Microbiome composition is a better predictor for gut transit time than Bristol Stool Form (BSF) scale and frequency of bowel movements. (A) Shannon alpha diversity distribution of the four gut transit time classes (statistically significant differences, p value<0.01, highlighted; see online supplemental figure 1B for alpha diversity measured as richness). (B) PCoA plot of Bray-Curtis pairwise distances of microbiome samples coloured according to the gut transit time class (see online supplemental table 2). (C) Receiver operating characteristic (ROC) curves showing the ability of a machine learning (ML) classifier in predicting the two extreme gut transit time classes: C1 versus C4 (area under the curve (AUC)=0.82) and when considering the two intermediate classes: C1 and C2 versus C3 and C4 (AUC=0.73).
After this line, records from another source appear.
PR #303, opened 2022-02-16
Fix and test minimal versions build

newpavlov:


.github/workflows/aes.yml
```diff
@@ -56,6 +56,21 @@ jobs:
...
+    - uses: actions-rs/toolchain@v1
+      with:
+        toolchain: nightly
+        override: true
+        profile: minimal
+    - run: rm ../Cargo.toml
+    - run: rm ../Cargo.lock
+    - run: cargo update -Z minimal-versions
+    - run: cargo test --release
+    - run: cargo test --release --all-features
```
tarcieri, line 72: This seems like something it'd be good to extract as a shared workflow ala https://github.com/RustCrypto/actions/blob/master/.github/workflows/set-msrv.yml

newpavlov: My first attempt in https://github.com/RustCrypto/actions/pull/3 has failed, so I think it's worth to leave it for a later PR.

PR #310, opened 2022-03-16
aes: implement `Zeroize` for aes keys

aticu:
The crate feature `zeroize` was previously present, but unused.

This implements zeroization on drop for all aes types in the software and aesni implementations, if the `zeroize` feature is enabled.

**This PR does not include support for the armv8 implementation.**
I do not have access to hardware to test it and a clean implementation is also likely blocked on the zeroize crate implementing `Zeroize` for the inner `uint8x16_t` type used.

Still I thought this might be a useful patch even without armv8 support.
If you'd prefer, I can also add some documentation describing this limitation to users.

### DIFF
--- a/aes/src/armv8.rs
+++ b/aes/src/armv8.rs
@@ -122,6 +122,9 @@ macro_rules! define_aes_impl {
             }
         }
 
+        #[cfg(feature = "zeroize")]
+        impl zeroize::ZeroizeOnDrop for $name {}
+
         #[doc=$doc]
         #[doc = "block cipher (encrypt-only)"]
         #[derive(Clone)]
@@ -171,6 +174,17 @@ macro_rules! define_aes_impl {
                 f.write_str(stringify!($name_enc))
             }
         }
+
+        impl Drop for $name_enc {
+            #[inline]
+            fn drop(&mut self) {
+                #[cfg(feature = "zeroize")]
+                zeroize::Zeroize::zeroize(&mut self.round_keys);
+            }
+        }
+
+        #[cfg(feature = "zeroize")]
+        impl zeroize::ZeroizeOnDrop for $name_enc {}
 
         #[doc=$doc]
         #[doc = "block cipher (decrypt-only)"]
@@ -234,6 +248,17 @@ macro_rules! define_aes_impl {
                 f.write_str(stringify!($name_dec))
             }
         }
+
+        impl Drop for $name_dec {
+            #[inline]
+            fn drop(&mut self) {
+                #[cfg(feature = "zeroize")]
+                zeroize::Zeroize::zeroize(&mut self.round_keys);
+            }
+        }
+
+        #[cfg(feature = "zeroize")]
+        impl zeroize::ZeroizeOnDrop for $name_dec {}
 
         pub(crate) struct $name_back_enc<'a>(&'a $name_enc);
 
--- a/aes/src/lib.rs
+++ b/aes/src/lib.rs
@@ -159,3 +159,77 @@ use cipher::{
 pub type Block = GenericArray<u8, U16>;
 /// Eight 128-bit AES blocks
 pub type Block8 = GenericArray<Block, U8>;
+
+#[cfg(test)]
+mod tests {
+    #[cfg(feature = "zeroize")]
+    #[test]
+    fn zeroize_works() {
+        use super::soft;
+
+        fn test_for<T: zeroize::ZeroizeOnDrop>(val: T) {
+            use core::mem::{size_of, ManuallyDrop};
+
+            let mut val = ManuallyDrop::new(val);
+            let ptr = &val as *const _ as *const u8;
+            let len = size_of::<ManuallyDrop<T>>();
+
+            unsafe { ManuallyDrop::drop(&mut val) };
+
+            let slice = unsafe { core::slice::from_raw_parts(ptr, len) };
+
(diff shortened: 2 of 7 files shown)


tarcieri:
I could potentially add a feature to `zeroize` to make zeroization on ARMv8 possible.

The necessary intrinsics were stabilized in Rust 1.59.

aticu:
In that case I could add the code required for that, but I wouldn't be able to test it.

tarcieri:
I have an M1 Mac Mini I can test on locally

tarcieri:
Here's a PR to add support to `zeroize`: https://github.com/RustCrypto/utils/pull/749

Turns out I was wrong: only floating point NEON support was stabilized in Rust 1.59. So that feature is nightly-only, but that's fine, because the `armv8` backend for the `aes` crate is also nightly-only.

aes/src/armv8.rs
```diff
@@ -235,6 +249,17 @@ macro_rules! define_aes_impl {
             }
         }
 
+        #[cfg(feature = "zeroize")]
+        impl Drop for $name_dec {
+            fn drop(&mut self) {
+                use cipher::zeroize::Zeroize as _;
+                self.round_keys.zeroize();
+            }
+        }
```
tarcieri, line 258: I think it might be better to define `Drop` unconditionally and gate zeroization in the body:

```suggestion
        impl Drop for $name_dec {
            fn drop(&mut self) {
                #[cfg(feature = "zeroize")]
                zeroize::Zeroize::zeroize(&mut self.round_keys);
            }
        }
```

The same goes for the other impls.

`Drop` is a bit magical so conditionally defining it seems a bit weird. It also changes the bounds.

tarcieri:
I released `zeroize` v1.5.4 with support for zeroizing SIMD registers: https://github.com/RustCrypto/utils/pull/750

Pinning to it will be a bit tricky since it's a transitive dependency of `cipher`, but if you can get things to build with v1.5.4 Cargo.lock we can figure something out (e.g. pinning it in `cipher` and then pinning to a new release of `cipher`)

aticu:
Alright, I've updated the code with the different approach to implementing `Drop`. You're right, I also think this approach is better.

I tried to at least test compiling for armv8, but I wasn't sure how to enable the `aarch64` feature in `zeroize`, since it isn't a direct dependency. Should I maybe add it as a direct dependency instead of using the version in `cipher`? Otherwise the only option I can think of is to add a feature for that in `cipher` that can then be enabled in `aes`.
Do you know of a way to enable features in transitive dependencies?

tarcieri:
Aah yeah, you'll probably want to use a direct dependency

tarcieri:
Hmm, weird, the CI workflow isn't running properly due to a syntax error: https://github.com/RustCrypto/block-ciphers/actions/runs/1998929396/workflow

tarcieri:
Already fixed it: #311

Can you rebase?

aticu:
Done

aes/src/lib.rs
```diff
@@ -159,3 +159,77 @@ use cipher::{
...
+        test_for(soft::Aes128Enc::new(&key_128));
+        test_for(soft::Aes128Dec::new(&key_128));
+        test_for(soft::Aes192::new(&key_192));
+        test_for(soft::Aes192Enc::new(&key_192));
+        test_for(soft::Aes192Dec::new(&key_192));
+        test_for(soft::Aes256::new(&key_256));
+        test_for(soft::Aes256Enc::new(&key_256));
+        test_for(soft::Aes256Dec::new(&key_256));
+
+        #[cfg(any(target_arch = "x86", target_arch = "x86_64"))]
```
tarcieri, line 199:
```suggestion
        #[cfg(all(any(target_arch = "x86", target_arch = "x86_64"), not(feature = "force-soft")))]
```

tarcieri (approved):

aes/src/armv8.rs
```diff
@@ -172,6 +175,16 @@ macro_rules! define_aes_impl {
             }
         }
 
+        impl Drop for $name_enc {
+            fn drop(&mut self) {
```
newpavlov, line 179: It could be worth to add `#[inline]` attribute here and in other places. Otherwise, without LTO Rust will not be able to inline it.

newpavlov (approved):

aes/src/armv8.rs
aticu: As far as I'm aware the only difference between implementing `Drop` and not implementing it is being able to implement `Copy`. The [reference](https://doc.rust-lang.org/stable/reference/special-types-and-traits.html?highlight=drop#drop) also does not seem to say much more about that.

The only other differences I could think of are performance issues, such as not having to track drop flags and not running an empty destructor (though inlining should prevent that). I added the inline attribute to all `drop` functions now.

In general I agree with @tarcieri that conditionally implementing `Drop` (or any trait) based on a not obviously related feature could lead to problems.

tarcieri: If nothing else the bounds are different, although whether `Drop` bounds should be used/allowed at all is a matter of debate. Nevertheless, they do.

The other major difference is it's not possible to move out of a struct which impls `Drop`, although that's not happening in the current implementation so it's not a major issue.

I think `Drop` is magical enough conditionally dropping based on whether or not features are impl'd is a bit weird.

aticu:
Thank you for the responses and help in getting this merged so quickly!

PR #311, opened 2022-03-17
Fix `aes` and `kuznyechik` CI workflows

tarcieri:
Looks like they were broken in #284


.github/workflows/aes.yml
```diff
@@ -3,6 +3,7 @@ name: aes
 on:
   pull_request:
     paths:
+      - ".github/workflows/aes.yml"
```
tarcieri, line 6: We should probably do this everywhere in order to ensure changes to a workflow trigger the workflow

kuznyechik/src/soft/mod.rs
```diff
@@ -81,7 +81,7 @@ impl AlgorithmName for Kuznyechik {
 #[cfg_attr(docsrs, doc(cfg(feature = "zeroize")))]
 impl Drop for Kuznyechik {
     fn drop(&mut self) {
-        self.keys.zeroize();
+        self.keys.iter_mut().for_each(|key| key.zeroize());
```
tarcieri, line 84: Unfortunately the `Zeroize` impl on `core::slice::IterMut` couldn't handle this case, I believe because this explicit version works due to implicit deref coercion.

PR #317, opened 2022-04-29
ParBlocksSizeUser impls

rozbb:
This impls `ParBlocksSizeUser` for AES and Kuznyechik block ciphers. `ParBlocksSizeUser` was already impl'd for their backends, so this was a matter of copy-pasting.

This unblocks the fix for https://github.com/RustCrypto/AEADs/issues/410

### DIFF
--- a/aes/src/armv8.rs
+++ b/aes/src/armv8.rs
@@ -110,6 +110,10 @@ macro_rules! define_aes_impl {
             }
         }
 
+        impl ParBlocksSizeUser for $name {
+            type ParBlocksSize = U8;
+        }
+
         impl fmt::Debug for $name {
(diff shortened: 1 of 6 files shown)


newpavlov:
No, it's meaningless to implement `ParBlocksSizeUser` on ciphers themselves. If you need access to explicit parallel block processing, then you SHOULD use the `with_backend` methods.

tarcieri:
@newpavlov can you take a look at https://github.com/RustCrypto/AEADs/issues/410 ?

None of us can figure out how to properly do the upgrade.

newpavlov:
@tarcieri Yes, I will try to do it this weekend.

tarcieri:
Seems this is not necessary

PR #340, opened 2022-10-05
aria: initial implementaion of the ARIA cipher (RFC 5794)

lumag:
Signed-off-by: Dmitry Baryshkov <dmitry.baryshkov@linaro.org>


aria/src/lib.rs
```diff
@@ -0,0 +1,412 @@
...
+        #[cfg(feature = "zeroize")]
+        #[cfg_attr(docsrs, doc(cfg(feature = "zeroize")))]
+        impl ZeroizeOnDrop for $name {}
+
+        cipher::impl_simple_block_encdec!(
+            $name, U16, cipher, block,
+            encrypt: {
+                let b = block.get_in();
+
+                let mut p0 = u128::from_be_bytes(b[0..16].try_into().unwrap());
```
newpavlov, line 372: `b` has type `&GenericArray<u8, U16>`, so you should be able to use `Into` for converting it into `[u8; 16].`

aria/src/lib.rs
```diff
@@ -0,0 +1,412 @@
...
+                    p1 = fo(p0 ^ cipher.ek[i]);
+                    p0 = fe(p1 ^ cipher.ek[i + 1]);
+                }
+
+                let p1 = fo(p0 ^ cipher.ek[$subkey_size - 3]);
+                let c = sl2(p1 ^ cipher.ek[$subkey_size - 2]) ^ cipher.ek[$subkey_size - 1];
+
+                let block = block.get_out();
+
+                block.copy_from_slice(&c.to_be_bytes());
```
newpavlov, line 385: Join these two lines?
```rust
block.get_out().copy_from_slice(&c.to_be_bytes());
```

aria/src/lib.rs
```diff
@@ -0,0 +1,412 @@
...
+use crate::consts::{C1, C2, C3, SB1, SB2, SB3, SB4};
+
+macro_rules! diffuse {
+    ($x0: expr, $x1: expr, $x2: expr, $x3: expr,
+     $x4: expr, $x5: expr, $x6: expr, $x7: expr,
+     $x8: expr, $x9: expr, $x10: expr, $x11: expr,
+     $x12: expr, $x13: expr, $x14: expr, $x15: expr,) => {
+        let x = [
+            0x0000_0001_0100_0100_0101_0000_0001_0100 * $x0 as u128,
+            0x0000_0100_0001_0001_0101_0000_0100_0001 * $x1 as u128,
```
newpavlov, line 64: You can replace this whole macro with the following function:
```rust
#[inline(always)]

pub fn diffuse(x: [u8; 16]) -> u128 {
    DIFFUSE_CONSTS.iter().zip(x).map(|(a, b)| a * b as u128).fold(0, |a, v| a ^ v)
}
```
Compiler is [smart enough](https://rust.godbolt.org/z/a5ceG6heq) to unroll everything.

newpavlov (commented):
It could be worth to split encryptors and decryptors into separate types, but it can be done in a later PR.

aria/src/lib.rs
```diff
@@ -0,0 +1,370 @@
...
+        .map(|(a, b)| a * b as u128)
+        .fold(0, |a, v| a ^ v)
+}
+
+fn a(x128: u128) -> u128 {
+    let x = x128.to_be_bytes();
+    diffuse([
+        x[0], x[1], x[2], x[3], x[4], x[5], x[6], x[7], x[8], x[9], x[10], x[11], x[12], x[13],
+        x[14], x[15],
+    ])
```
newpavlov, line 71: You can simply write it as `diffuse(x.to_be_bytes())`.

lumag: done

lumag:
@newpavlov gracious ping

newpavlov (approved):
Sorry for the late review! I will release it right away.

PR #346, opened 2022-11-23
initial rc5 impl

antonio-dropulic:
Implemented RC5 based on the revised paper.  Got test vector at: https://www.ietf.org/archive/id/draft-krovetz-rc6-rc5-vectors-00.txt

Core impl features a generic impl using typenum and generic array. Const generic implementation
without generic expressions doesn't seem appropriate.

I was not sure what api would work best with the cipher crate so i decided to propagate the InOut ptr.
Put all the core fn behind a trait to avoid rewriting generic bounds.

For now only 32, 20, 20 parametrization made public.


rc5/src/block_cipher.rs
```diff
@@ -0,0 +1,64 @@
+use cipher::consts::{U16, U20, U8};
+
+use crate::core::{ExpandedKeyTable, RC5};
+use cipher::{impl_simple_block_encdec, AlgorithmName, KeyInit};
+use cipher::{inout::InOut, Block, BlockCipher, KeySizeUser};
+
+pub struct RC5_32_20_16 {
```
lumag, line 7: The choice of 20 rounds is not obvious. Both OpenSSL and RFC 2040 default to 12 rounds.

rc5/src/block_cipher.rs
```diff
@@ -0,0 +1,64 @@
...
+    fn new(key: &cipher::Key<Self>) -> Self {
+        Self {
+            key_table: Self::substitute_key(key),
+        }
+    }
+}
+
+impl AlgorithmName for RC5_32_20_16 {
+    fn write_alg_name(f: &mut core::fmt::Formatter<'_>) -> core::fmt::Result {
+        f.write_str("RC5-32/12/16")
```
lumag, line 39: So, 20 or 12?

rc5/src/block_cipher.rs
antonio-dropulic: from the: https://www.ietf.org/archive/id/draft-krovetz-rc6-rc5-vectors-00.txt

" The original RC5 publication suggested using 12 rounds when w=32 and
   16 rounds when w=64.  In response to cryptanalysis, the authors
   changed the recommendation when w=32 to 16 rounds [RC5sec].  NIST
   concluded in 2001 that RC6 with w=32 and r=20 "appears to have an
   adequate security margin" [NIST] which agrees with the RC6 inventor's
   analysis [RC6sec].  No other recommendations have been published
   regarding the number of rounds needed for good security with other w
   values."
   
   I'm not sure what should be the defaults.

tarcieri: Exposing them as generic parameters makes sense to me

antonio-dropulic: I've added the generic implementation, but the compiler seems to strugle with optimizing it. I notice a 3x penalty in performance compared to the previous version.

```
 name                         control ns/iter    generic ns/iter    diff ns/iter   diff %  speedup 
 rc5_32_12_16_decrypt_block   14,611 (560 MB/s)  63,711 (128 MB/s)        49,100  336.05%   x 0.23 
 rc5_32_12_16_decrypt_blocks  14,659 (558 MB/s)  58,842 (139 MB/s)        44,183  301.41%   x 0.25 
 rc5_32_12_16_encrypt_block   11,242 (728 MB/s)  51,916 (157 MB/s)        40,674  361.80%   x 0.22 
 rc5_32_12_16_encrypt_blocks  11,467 (714 MB/s)  51,360 (159 MB/s)        39,893  347.89%   x 0.22 
 rc5_32_16_16_decrypt_block   19,621 (417 MB/s)  77,881 (105 MB/s)        58,260  296.93%   x 0.25 
 rc5_32_16_16_decrypt_blocks  19,800 (413 MB/s)  76,284 (107 MB/s)        56,484  285.27%   x 0.26 
 rc5_32_16_16_encrypt_block   17,708 (462 MB/s)  81,863 (100 MB/s)        64,155  362.29%   x 0.22 
 rc5_32_16_16_encrypt_blocks  17,704 (462 MB/s)  75,664 (108 MB/s)        57,960  327.38%   x 0.23 
 ```
 
Any idea why this might be?

antonio-dropulic: Upon closer inspection i found that the generic version would not inline calls to word functions, while the non generic one would. After adding inline annotations to Word impl the performance is once again comparable.

axos88:
Can we get this merged and released? Is it usable @antonio-dropulic? I'd very much like to use it, and would be happy to do from your branch until it gets merged.

tarcieri (approved):

PR #356, opened 2023-03-11
Replace unmaintained actions-rs/cargo action in CI workflow

striezel:
Basically all of the `actions-rs/*` actions are unmaintained. See <https://github.com/actions-rs/toolchain/issues/216> for more information. Due to their age they generate several warnings in CI runs, for example in https://github.com/RustCrypto/block-ciphers/actions/runs/4394018647:

> Node.js 12 actions are deprecated. Please update the following actions to use Node.js 16: actions-rs/cargo@v1. For more information see: https://github.blog/changelog/2022-09-22-github-actions-all-actions-will-begin-running-on-node16-instead-of-node12/.

To get rid of those warnings the occurrences of `actions-rs/cargo` are replaced by direct invocations of `cargo`.

### DIFF
--- a/.github/workflows/workspace.yml
+++ b/.github/workflows/workspace.yml
@@ -33,7 +33,4 @@ jobs:
           toolchain: stable
           components: rustfmt
       - name: Run cargo fmt
-        uses: actions-rs/cargo@v1
-        with:
-          command: fmt
-          args: --all -- --check
+        run: cargo fmt --all -- --check


tarcieri:
So this was missed in #354 I take it?

striezel:
> So this was missed in #354 I take it?

Not really. #354 takes care of `actions-rs/toolchain` while this PR handles `actions-rs/cargo`. That's a different action, it just happens to be by the same person / organization and suffers the same problems. I usually create two PRs for the two actions, because most projects I encountered use both actions quite extensively, so it's easier to do that in two steps.

However, in this particular case, there was just a single occurrence of `actions-rs/cargo` so I could have replaced that together with `actions-rs/toolchain`. If you prefer it that way, I can replace both in a single PR in the future, too.

tarcieri:
Yeah it'd probably be good to just rip out everything `actions-rs` related in one go, especially as we have dozens of repos

striezel:
Alright, I'll replace `actions-rs/toolchain` and `actions-rs/cargo` in one go for the remaining RustCrypto repositories.

PR #404, opened 2026-08-31
Executable mprotect events via LSM hook, deduplicated per process life

nicholasberlin:
## Summary

Adds executable `mprotect()` attempt events (`QUARK_EV_MPROTECT`, `quark-mon -u`), collected at the `security_file_mprotect` LSM hook and deduplicated to one event per unique protection transition per process life.

This supersedes #400 (same LSM approach, rebuilt on current main rather than on top of #367) and incorporates what we learned comparing #400 against #367 on identical GCP VMs.

### Design

- **LSM hook, per VMA**: the probe sees the previous, requested, and kernel-adjusted effective protection (so `READ_IMPLIES_EXEC` is visible) plus backing-file identity, before the change is committed. Covers `mprotect(2)`, `pkey_mprotect(2)`, and compat callers.
- **Deduplication**: an LRU map keyed by tgid plus a 7-bit transition id (prev prot, effective prot, file-backedness) is claimed with `BPF_NOEXIST`, so concurrent threads of one process race to exactly one winner. Only a confirmed "already reported" suppresses; any map failure emits — the failure mode is a duplicate event, never a lost one. State clears on `execve` and process exit; LRU eviction is a safe backstop for the same reason.
- **File-backed paths**: file-backed attempts are rare and high signal (library tampering, packers, memfd fake JITs), so they carry the mount-namespace relative path as a variable-length field. `quark_mprotect.path` is NULL for anonymous mappings.
- **Stats**: `quark_queue_stats` gains `{submitted, suppressed, reserve_failed}`, shown by `quark-mon -M`, so deployments can observe how much the dedup absorbs.

### Measurements

From a harness that runs identical deterministic workloads on two identical Ubuntu 24.04 VMs (this branch vs. the `sys_enter/exit_mprotect` tracepoint approach of #367):

| workload | executable attempts | events emitted (this PR) | events emitted (#367) |
|---|---|---|---|
| Firefox headless, 5 min deterministic browse | 24,922 | **1** (anon RW→X JIT signature) | 25,389 |
| node JIT workload | 34 | 4 | 34 |
| JVM JIT workload | 2 | 2 | 2 |
| file-backed/memfd/anon mprotect exerciser | 450 | 9 | 450 |

A throwaway instrumentation build also correlated every hook-side attempt with its syscall exit across all workloads: 100% of executable attempts seen at the LSM hook committed (e.g. Firefox 24,919/24,919 succeeded, 0 failed), so hook-side "attempt" events are not inflated by failing calls in practice.

### Tests

`t_mprotect` extended for the new semantics: repeated transitions must not re-emit (sentinel check after flipping protections back and forth), the `pkey_mprotect` case uses R→X so it is distinct from the earlier RW→X, and the file-backed event must carry the path of `/proc/self/exe`. Passes on the ebpf backend (Ubuntu 24.04, 6.14 gcp kernel).

### DIFF
--- a/CHANGES
+++ b/CHANGES
@@ -178,3 +178,10 @@ Changes from 0.8 to 0.9
     previous/requested/effective protection and backing-file identity. These
     events cover mprotect(), pkey_mprotect(), and compat callers, but do not
     assert that the protection change ultimately succeeded.
+    Only the first occurrence of each protection transition (previous
+    protection, effective protection, file-backedness) is reported per process
+    life; the state resets on execve() and process exit. File-backed attempts
+    additionally carry the mount-namespace relative path in
+    quark_mprotect.path, NULL for anonymous mappings.
+  o quark_queue_stats{} got a quark_mprotect_stats member (submitted,
+    suppressed, reserve_failed), also shown by quark-mon -M.
--- a/CHANGES
+++ b/CHANGES
@@ -172,3 +172,9 @@ Changes from 0.8 to 0.9
     CLOCK_BOOTTIME. This effectively drops support for kernels without perf
     clockid support (< 4.1 or RHEL before 7.4).
   o quark_queue_stats{} got a "stalls" member.
+  o Added executable mprotect() attempt events (QUARK_EV_MPROTECT, -u on
+    quark-mon). The eBPF probe reports each VMA that reaches the
+    security_file_mprotect() check with effective execute permission, including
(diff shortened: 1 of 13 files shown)


nicholasberlin:
Split into a stack of five smaller PRs for review: #409 (core LSM event, private), #410 (deduplication, goes public, carries the measurements from this description), #411 (stats), #412 (file-backed path), #413 (Go bindings).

For comparison, the ROC curve in predicting the BSF types 1, 2 and 3 versus types 4, 5 and 6 is also shown (AUC=0.65). (D) ML classification matrix of gut transit time classes when using species relative abundances and functional pathways information (functional gene families reported in online supplemental figure 2A). (E) Alpha diversity measured with the Shannon index and the Bristol stool types (see online supplemental figure 1C for alpha diversity measured as richness). (F) Shannon alpha diversity bowel movements (see online supplemental figure 1D for alpha diversity measured as richness). (G) ML classification matrix of Bristol stool types using species and functional pathways relative abundances (functional gene families reported in online supplemental figure 2B and online supplemental figure 2C-D) for ML classification matrix for bowel movements.

Figure 3

Gut microbiome species and functional pathways associated with gut transit time. (A) Abundance across C1 and C4 gut transit time classes of the 12 differential significant species (p value<0.01 after false discovery Rate rate (FDR) correction) with an effect size of at least twofold. (B) Relative abundances for the four gut transit time classes for the biomarker species identified among the significant ones and with an average of at least 1% of relative abundance in PREDICT 1. (C) Relative abundances of the functional pathways found significant (FDR-adjusted p value<0.01) and with an effect size of at least twofold. (D) The significant species after FDR correction identified for gut transit time (32) and the Bristol Stool Form (BSF) scale (11), of which 10 are shared.

Figure 4

Microbiome profiles and gut transit time in predicting health markers and diet. Microbiome. Box plots of microbiome species relative abundances used to train a machine learning (ML) regression task to predict gut transit time (100-folds shown) and median for each marker for health markers, dietary patterns, nutrients (adjusted by energy intake and not), food groups and single foods. Gut transit time appears to be the better predictable outcome using microbiome species profiles than health markers and diet. Gut transit time. Box plots of the correlation of gut transit time with microbiome-related and diet-related markers. Gut transit time and microbiome-related markers include two alpha diversity measures (richness and Shannon), and up to the 10 most abundant species for each of the top five phyla according to their average relative abundances. Gut transit time and diet-related markers include single nutrients and energy-adjusted nutrients, single foods and foods organised into food groups according to the Plant-based Dietary Index, dietary indices and the 19 health markers used in the previous work to define the microbial cardiometabolic health signature. Box plots were removed for markers with less than 10 points.

Figure 5

Structural equation model to determine the relationship between the microbiome, gut transit time, diet and health measures. Blood pressure (mean of systolic and diastolic), inflammation (mean of fasting GlycA and IL-6), postprandial response (mean of peak glucose and triglyceride concentrations) and visceral fat. Model definitions, with boxes representing manifest nodes and arrows indicating regression coefficients pointing towards an outcome of regression (standardised beta value mentioned on each arrow only for significant associations (p value<0.05) except the link among exposures) (created by Biorender.com).